### Your task
Each entry is to be output as written, so that none is missing.

----

PR #19100, opened 2026-09-07
fix(ui): don't collapse browser history on the tenant-redirect guard

### LINKED ISSUE #18994: [Redirection]Browser back navigation from an Execution (opened via Logs) redirects to Dashboard instead of Logs
## Describe the bug
When navigating to an Execution detail page by clicking a link 
(namespace, flowId, or executionId) from the Logs page, using the 
browser's back button does not return to the Logs page. Instead, it 
redirects to the Dashboard/Overview page.

## Steps to reproduce
1. Go to the Logs page
2. Click on a namespace, flowId, or executionId link in any log entry
3. This opens the corresponding Execution detail page
4. Click the browser's back button
5. Observe that instead of returning to the Logs page, the app 
   navigates to the Dashboard (Overview) page

## Expected behavior
Using the browser back button after navigating from Logs to an 
Execution detail page should return the user to the Logs page (with 
their previous filters/scroll position ideally preserved), matching 
standard browser navigation behavior.

## Actual behavior
The back button takes the user to the Dashboard/Overview page instead, 
losing their place in the Logs view.

## Environment
- Kestra version: 1.3.35 (OSS)
- Deployment: Docker Compose (local)
- OS: Windows
- Browser: Brave

## Screen recording

https://github.com/user-attachments/assets/b9377e82-3256-4910-8601-aa669c9d623c

### Environment

- Kestra Version: 1.3.35 (OSS)

Bryandero98:
## Summary
Fixes #18994 — the browser's back button, after opening an execution from the Logs page, lands on the Dashboard instead of Logs.

## Root cause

----

### Response to this exercise
PR #19100, opened 2026-09-07
fix(ui): don't collapse browser history on the tenant-redirect guard

### LINKED ISSUE #18994: [Redirection]Browser back navigation from an Execution (opened via Logs) redirects to Dashboard instead of Logs
## Describe the bug
When navigating to an Execution detail page by clicking a link 
(namespace, flowId, or executionId) from the Logs page, using the 
browser's back button does not return to the Logs page. Instead, it 
redirects to the Dashboard/Overview page.

## Steps to reproduce
1. Go to the Logs page
2. Click on a namespace, flowId, or executionId link in any log entry
3. This opens the corresponding Execution detail page
4. Click the browser's back button
5. Observe that instead of returning to the Logs page, the app 
   navigates to the Dashboard (Overview) page

## Expected behavior
Using the browser back button after navigating from Logs to an 
Execution detail page should return the user to the Logs page (with 
their previous filters/scroll position ideally preserved), matching 
standard browser navigation behavior.

## Actual behavior
The back button takes the user to the Dashboard/Overview page instead, 
losing their place in the Logs view.

## Environment
- Kestra version: 1.3.35 (OSS)
- Deployment: Docker Compose (local)
- OS: Windows
- Browser: Brave

## Screen recording

https://github.com/user-attachments/assets/b9377e82-3256-4910-8601-aa669c9d623c

### Environment

- Kestra Version: 1.3.35 (OSS)

Bryandero98:
## Summary
Fixes #18994 — the browser's back button, after opening an execution from the Logs page, lands on the Dashboard instead of Logs.

## Root cause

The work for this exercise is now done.